I actually figured this out after a 3rd cup of coffee yesterday and clicked to SDMB to post it myself. And I’d intuited this a few years ago – Perhaps I’d have remembered the proof had I worked it laboriously then rather than just having a flash of intuition.

Of all the things I’ve lost, I miss my mind the most.

Yes, and also that their estimates of the probability of J is the same in both the X and \neg X cases, which is often a separate requirement from just independence from their prior probilities.

For pedagogical completeness, we can extend the example below to break the assumptions.

Let’s say that Detective #2 found an invoice for shoe repair showing that Jim’s evidentiary shoes were actually at the cobbler on the week of the crime. Detective #2 would assign a lower value to P(J|X) than Detective #1. That is, Detective #2 would say it is less likely to see this shoeprint at the crime scene if Jim were the burglar. Jim would need to have a second pair of the same shoes or something. Or maybe this is a clever ruse and he planned the shoe repair timing, making it more likely! Either way, the detectives would disagree on P(J|X) but not because of any connection to the prior probabilities.

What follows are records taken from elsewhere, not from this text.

PR #5821, opened 2025-04-12
Make BoundUserInterfaceMessageAttempt broadcast again

ElectroJr:
This effectively undoes the breaking change in #5811, though the event will still get raised directed at the UI entity.


metalgearsloth (approved):

deltanedas:
couldnt you have added broadcast: true to the original raise

metalgearsloth:
> couldnt you have added broadcast: true to the original raise

Was talked about on discord fam

PR #6596, opened 2026-05-26
Cache Component names in `CompIdx`

Tayrtahn:
Component names are now stored by `CompIdx` for fast, static lookup. This means that an `IComponentFactory` instance reference is no longer needed to do a component name lookup.

A new static `ComponentFactory.ComponentName<T>` method has been added for content to use. The non-static `IComponentFactory.GetComponentName<T>` has been marked obsolete and changed to call the static method.

Various uses of the old method in engine have been changed to use the new method, most notably `EntityPrototype`, where the single-parameter overload for `TryGetComponent<T>` is no longer marked obsolete, and the two-parameter overload (taking an `IComponentFactory` reference) now _is_ marked as obsolete. The few uses in engine have been cleaned up, but there are 90 more in content that will need (extremely easy) cleanup.

This should give a small improvement to performance, by removing the need to resolve `IComponentFactory` in a few places, and (very minimally) converting a dictionary lookup to a simple method call. 

The main benefit is the ability to use component names without needing an `IComponentFactory` instance. This simplifies test writing a bit, and makes the easiest way of writing a component check also the most performant way - there's no longer a need to locally cache component names when doing repeated lookups.

Currently, this is inefficient (because the name lookup needs to be done every iteration):
```cs
foreach (var entProto in entProtoList)
{
    if (entProto.TryGetComponent<MyComponent>(out var comp, _compFactory))
    {
        // etc.
    }
}
```
And this is more efficient, but a bit of a nuisance:
```cs
var compName = _compFactory.GetComponentName<MyComponent>();
foreach (var entProto in entProtoList)
{
    if (entProto.TryGetComponent(compName, out var comp))
    {
        // etc.
    }
}
```
But with this change, it can just be:
```cs
foreach (var entProto in entProtoList)
{
    if (entProto.TryGetComponent<MyComponent>(out var comp))
    {
        // etc.
    }
}
```

Also also, this enables content's `GameDataScrounger.EntitiesWithComponent` to be converted to a generic method instead of needing the target component's string name to be used as the parameter (which can't be validated).

### DIFF
--- a/Robust.Client/GameObjects/EntitySystems/SpriteSystem.Helpers.cs
+++ b/Robust.Client/GameObjects/EntitySystems/SpriteSystem.Helpers.cs
@@ -82,7 +82,7 @@ public sealed partial class SpriteSystem
     private IRsiStateLike GetPrototypeIconInternal(EntityPrototype prototype)
     {
         // IconComponent takes precedence. If it has a valid icon, return that. Otherwise, continue as normal.
-        if (prototype.TryGetComponent(out IconComponent? icon, _factory))
+        if (prototype.TryGetComponent(out IconComponent? icon))
             return GetIcon(icon);
 
         // If the prototype doesn't have a SpriteComponent, then there's nothing we can do but return the fallback.
@@ -108,7 +108,7 @@ public sealed partial class SpriteSystem
         var results = new List<IDirectionalTextureProvider>();
         noRot = false;
 
-        if (proto.TryGetComponent(out IconComponent? icon, _factory))
+        if (proto.TryGetComponent(out IconComponent? icon))
         {
             results.Add(GetIcon(icon));
             return results;
--- a/Robust.Client/GameObjects/EntitySystems/SpriteSystem.cs
+++ b/Robust.Client/GameObjects/EntitySystems/SpriteSystem.cs
@@ -34,7 +34,6 @@ namespace Robust.Client.GameObjects
         [Dependency] private IPrototypeManager _proto = default!;
         [Dependency] private IResourceCache _resourceCache = default!;
         [Dependency] private ILogManager _logManager = default!;
-        [Dependency] private IComponentFactory _factory = default!;
 
         // Note that any new system dependencies have to be added to RobustUnitTest.BaseSetup()
         [Dependency] private SharedTransformSystem _xforms = default!;
--- a/Robust.Server/Placement/PlacementManager.cs
+++ b/Robust.Server/Placement/PlacementManager.cs
@@ -140,7 +140,7 @@ namespace Robust.Server.Placement
             {
                 // Replace existing entities if relevant.
                 if (msg.Replacement && _prototype.Index<EntityPrototype>(entityTemplateName).Components.TryGetValue(
-                        IComponentFactory.ComponentName<PlacementReplacementComponent>(), out var compRegistry))
+                        ComponentFactory.ComponentName<PlacementReplacementComponent>(), out var compRegistry))
                 {
                     var key = ((PlacementReplacementComponent)compRegistry.Component).Key;
                     var gridUid = _xformSystem.GetGrid(coordinates);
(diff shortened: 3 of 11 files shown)


PJB3005:
> This should give a small improvement to performance, by removing the need to resolve `IComponentFactory` in a few places, and (very minimally) converting a dictionary lookup to a simple method call.

This is not, at all, a correct description of what `CompIdx<T>` does. Have you actually measured the performance?

I'm personally very hesitant on this change.

PJB3005:
After further discussion I'm definitely convinced this change doesn't make much sense.

Tayrtahn:
Okay. Is the issue with the implementation or the concept?

I'm open to trying other implementations of the concept is solid - and I do think it would be useful to be able to get a component name from a component type without needing to spin up an entire game instance. The lack of type safety when using string identifiers for component types in tests just feels wrong.

Another possible solution would be making `ComponentFactory.CalculateComponentName` public instead of internal, but there's quite a bit of string manipulation, so I was looking for a faster approach.

> This is not, at all, a correct description of what `CompIdx<T>` does.

I would like to understand it better. Would you mind helping me out a bit? From what I can tell by looking at it, it uses a clever trick with a static generic class (`Store<T>`) to generate and store a unique, sequential int value for each component. The `Index<T>` method returns the value from `Store<T>`, and thanks to the magic of generic types, does so with a simple method invocation.

It's essentially the same trick used here: https://mariusgundersen.net/article/2019-type-dictionary-trick/
(Specifically this bit)



Those values are then used as indices to an array of component registrations inside `ComponentFactory` (I incorrectly identified this as a dictionary lookup before, sorry about that).

So if I'm understanding all that correctly (please correct me if I'm not), we have a handy way of getting a unique index number for any component type anywhere that the Type is known at compile time. The array that those numbers index however, only exists within a component factory instance, so the index can't be used to retrieve a value in a static context.

I figured shoving the entire registration into `CompIdx` would be nonsensical, but just adding the names there would be reasonable. Admittedly, it is a bit out of place to have within an "index". Maybe `ComponentFactory` could have a static read only array of the names, which could then be statically indexed with the values from `CompIdx`?

P.S. Please do let me know if my understanding of `CompIdx` is accurate. I'd love to add some documentation to that file for the sake of future engine maintainers.

PJB3005:
> I would like to understand it better.

.NET does not monomorphize generics for reference types. Unless (AFAIK) the call site is inlined, it is not "just a method call." The point of `CompIdx<T>` is that it *can* be inlined in most cases, in which case *the method call disappears entirely*. `CompIdx` is already a performance hack that I wrote *knowing* we would need to pay tech debt in the future. I do not like seeing it extended and I am entirely uncomfortable with the idea of component names being process-global like this.

The hack is acceptable for `CompIdx` int values because those are extremely high traffic, and aren't observeable outside ECS internals. The names? I still do not understand why we need these in such high quantities. You say "makes writing tests more convenient" yet I do not understand how passing an extra parameter or making more helpers is difficult and solves the problem?

> and I do think it would be useful to be able to get a component name from a component type without needing to spin up an entire game instance.

I do not understand what the use for this feature is.

> The lack of type safety when using string identifiers for component types in tests just feels wrong.

I do not understand how this PR fixes that. This is a completely unrelated API problem.

Tayrtahn:
Thanks for explaining that! I appreciate learning more about the innards of the engine. 

And yeah, I agree. I definitely don't want to expand our reliance on a hack. I might toss a comment into the compidx file so no one tries this kinda thing in the future. And if those calls aren't getting inlined, there's no point anyway.

Separately from all that though, I would like to get rid of the need to use string identifiers for components in tests. How would you feel about exposing `CalculateComponentName` to content for that purpose?

PJB3005:
> How would you feel about exposing `CalculateComponentName` to content for that purpose?

I still have no idea why they would need this. Why can't they pass in a `Type`?

Tayrtahn:
The use case is generating test case sources, where we want to run a test for each entity prototype that has a certain component. For example, checking every entity with a solution visuals component to make sure that sprites exist for all the fill levels. Test case data has to be accessible from a static context.

Currently, this is accomplished through GameDataScrounger, which is does a quick scan through the yaml and builds a dictionary of components -> entities. Because it's just scanning the yaml and not doing a full deserialization, it only knows the string names for components, and there's no good way to convert a name to a Type (or the reverse) in a static context.

I'm getting the feeling that the answer is to rewrite GameDataScrounger to do a real deserialization with proper type info. I got the sense that that would be too slow, but admittedly I'm going on hearsay there, and maybe improvements to the deserializer would fix that too. 

Lacking a short term solution, we'll stick to using string names in tests for the time being.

It would not be hard to add story elements that would lead to differences in P(J|\neg X) as well, without connection to the prior probabilities.

For connections to the prior differences, we can change the additional evidence that Detective #2 has in hand. Detective #2 had gotten ahold of a receipt that shows Jim completing his appointment for shoe repair on the very same evening as the crime. Even before any shoeprints are found, Detective #2 sees that the time conflict makes it very hard (but not impossible) for Jim to get to the crime scene in time. This is why the detectives disagree on their prior probability estimates. When the new shoe print evidence J is found, Detective #2 notes that this either makes the time conflict even stronger given the time needed to change shoes or it makes the shoeprints less likely to be Jim’s.